# Powerstroke diesel in a mkIII?



## MKIIIislove (Jul 29, 2010)

ive heard from alot of people that a powerstroke diesel turbo will work in a jetta mkIII... from the spects etc it looks like it will.. any imput?


----------



## My_Gli_Is_so_Fly (Sep 24, 2007)

:what:


----------



## Jory (Apr 29, 2005)




----------



## Millennium Falcon (Jan 29, 2004)

Well technically any engine WILL work in almost any if not any car. How retarded is it do is up to the user.


----------



## GoKart_16v (Dec 17, 2004)

you might mean swapping in a turbo from a powerstroke? try the forced induction forum...or TDI


----------



## MKIIIislove (Jul 29, 2010)

yeah i wasnt talking about the motor, just the turbo


----------



## vento86 (Oct 13, 2008)

depending on the motor that turbo would start building pressure at redline and wouldnt be efficient on any motor that vw makes.:thumbup:


----------



## nick526 (Sep 29, 2006)

Which powerstroke engine are we talking about? I work on 7.3, 6.0, 6.4, and the new 6.7 powerstroke engines daily, and they all have fairly complex turbos (haven't ever worked on pre 7.3l engines though.) The 7.3, 6.0, and 6.7 all use single turbos with variable geometry systems while the 6.4 uses a variable geometry sequential dual turbo beast of a unit that would never fit in any VW. 

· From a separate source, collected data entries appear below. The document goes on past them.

PR #4746, opened 2022-09-28
fix: remove ignore exhaustive deps in SearchBarDropdown

vm:
Generally, we should not be ignoring exhaustive deps checks as it can lead to subtle bugs. I believe the component is working still while adding this back in.

The core issue is we should not be storing React elements in state from a useEffect. We should be caching just the data and re-rendering the components as needed. If that is expensive then we should be memoizing the component. I think for now we can do this, but should re-think the architecture a bit potentially.

### DIFF
--- a/src/components/NavBar/SearchBarDropdown.tsx
+++ b/src/components/NavBar/SearchBarDropdown.tsx
@@ -94,38 +94,6 @@ export const SearchBarDropdown = ({ toggleOpen, tokens, collections, hasInput, i
   const phase1Flag = useNftFlag()
   const [resultsState, setResultsState] = useState<ReactNode>()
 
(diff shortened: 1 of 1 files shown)


cbachmeier (approved):
Seems to be working as expected.

As per the data storage, that was my original attempt at a solution however I ran into two issues when trying that.

    - You also need to be able to fade out on the default search results dropdown, ie search history, trending tokens, and trending collections, so tracking the old state for that data adds a layer of complexity.
    - When I attempted to useRef for tracking token and collection search state, when interacting with useQuery, the final re-render would never occur. So I would enter a search query, default results will fade, but then unfade without showing the new results. Then when next text was entered, the expected results from the previous query would render.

Even if you had the skills to get the VGT system to work, you still wouldn't have enough exhaust to take full advantage of the boost these things can create. Besides, I don't think many VW engines can take 40pounds of boost all day long like a powerstroke :laugh:


----------



## 2fast4door (Nov 6, 2004)

ive read about three threads in this section and each one was hilarious..


----------



## EUROTHRASH (Oct 25, 2007)

plan on replacing your oil pan weekly


----------